Exercise materials:
PR #154, opened 2021-09-19
Bug 1998951: retrieve only single type  addresses for Keepalived ingress

yboaron:
In case of dual-stack deployment, configure unicast_peer of ingress
VRRP instance with single type (v4/v6) IPs

### DIFF
--- a/pkg/config/node.go
+++ b/pkg/config/node.go
@@ -218,7 +218,7 @@ func IsUpgradeStillRunning(kubeconfigPath string) (error, bool) {
 	return nil, false
 }
 
-func GetIngressConfig(kubeconfigPath string) (ingressConfig IngressConfig, err error) {
+func GetIngressConfig(kubeconfigPath string, filterIpType string) (ingressConfig IngressConfig, err error) {
 	config, err := clientcmd.BuildConfigFromFlags("", kubeconfigPath)
 	if err != nil {
 		return ingressConfig, err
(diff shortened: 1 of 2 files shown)


pkg/config/node.go
```diff
@@ -235,11 +235,18 @@ func GetIngressConfig(kubeconfigPath string) (ingressConfig IngressConfig, err e
 	}
 
 	for _, node := range nodes.Items {
+		nodeIp := ""
 		for _, address := range node.Status.Addresses {
 			if address.Type == v1.NodeInternalIP {
-				ingressConfig.Peers = append(ingressConfig.Peers, address.Address)
+				nodeIp = address.Address
```
cybertron, line 241: I think we also need to check that we pick the IP version matching the VIP. I'm not sure selecting an IPv6 internal IP for an IPv4 VIP will work.

Even if it does, it will still trigger the warning message in the keepalived logs which means we'll keep getting bugs opened about this. :-)

cybertron (changes requested):

pkg/config/node.go
yboaron: Well, I also thought picking the IP matching the VIP but it seems that picking the first IP for each node works for LB details [1] for dual-stack case.

To be on the safe side, I changed the code to pick IP according to VIP


[1]
https://github.com/openshift/baremetal-runtimecfg/blob/master/pkg/config/node.go#L369-#L382

cybertron (approved):
/retest

This version lgtm. Would like to see the dualstack job pass though.

cybertron:
/retest

Failure does not appear related to me.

Required action:
Every record above must be duplicated exactly.

Answer space:
PR #154, opened 2021-09-19
Bug 1998951: retrieve only single type  addresses for Keepalived ingress

yboaron:
In case of dual-stack deployment, configure unicast_peer of ingress
VRRP instance with single type (v4/v6) IPs

### DIFF
--- a/pkg/config/node.go
+++ b/pkg/config/node.go
@@ -218,7 +218,7 @@ func IsUpgradeStillRunning(kubeconfigPath string) (error, bool) {
 	return nil, false
 }
 
-func GetIngressConfig(kubeconfigPath string) (ingressConfig IngressConfig, err error) {
+func GetIngressConfig(kubeconfigPath string, filterIpType string) (ingressConfig IngressConfig, err error) {
 	config, err := clientcmd.BuildConfigFromFlags("", kubeconfigPath)
 	if err != nil {
 		return ingressConfig, err
(diff shortened: 1 of 2 files shown)


pkg/config/node.go
```diff
@@ -235,11 +235,18 @@ func GetIngressConfig(kubeconfigPath string) (ingressConfig IngressConfig, err e
 	}
 
 	for _, node := range nodes.Items {
+		nodeIp := ""
 		for _, address := range node.Status.Addresses {
 			if address.Type == v1.NodeInternalIP {
-				ingressConfig.Peers = append(ingressConfig.Peers, address.Address)
+				nodeIp = address.Address
```
cybertron, line 241: I think we also need to check that we pick the IP version matching the VIP. I'm not sure selecting an IPv6 internal IP for an IPv4 VIP will work.

Even if it does, it will still trigger the warning message in the keepalived logs which means we'll keep getting bugs opened about this. :-)

cybertron (changes requested):

pkg/config/node.go
yboaron: Well, I also thought picking the IP matching the VIP but it seems that picking the first IP for each node works for LB details [1] for dual-stack case.

To be on the safe side, I changed the code to pick IP according to VIP


[1]
https://github.com/openshift/baremetal-runtimecfg/blob/master/pkg/config/node.go#L369-#L382

cybertron (approved):
/retest

This version lgtm. Would like to see the dualstack job pass though.

cybertron:
/retest

Failure does not appear related to me.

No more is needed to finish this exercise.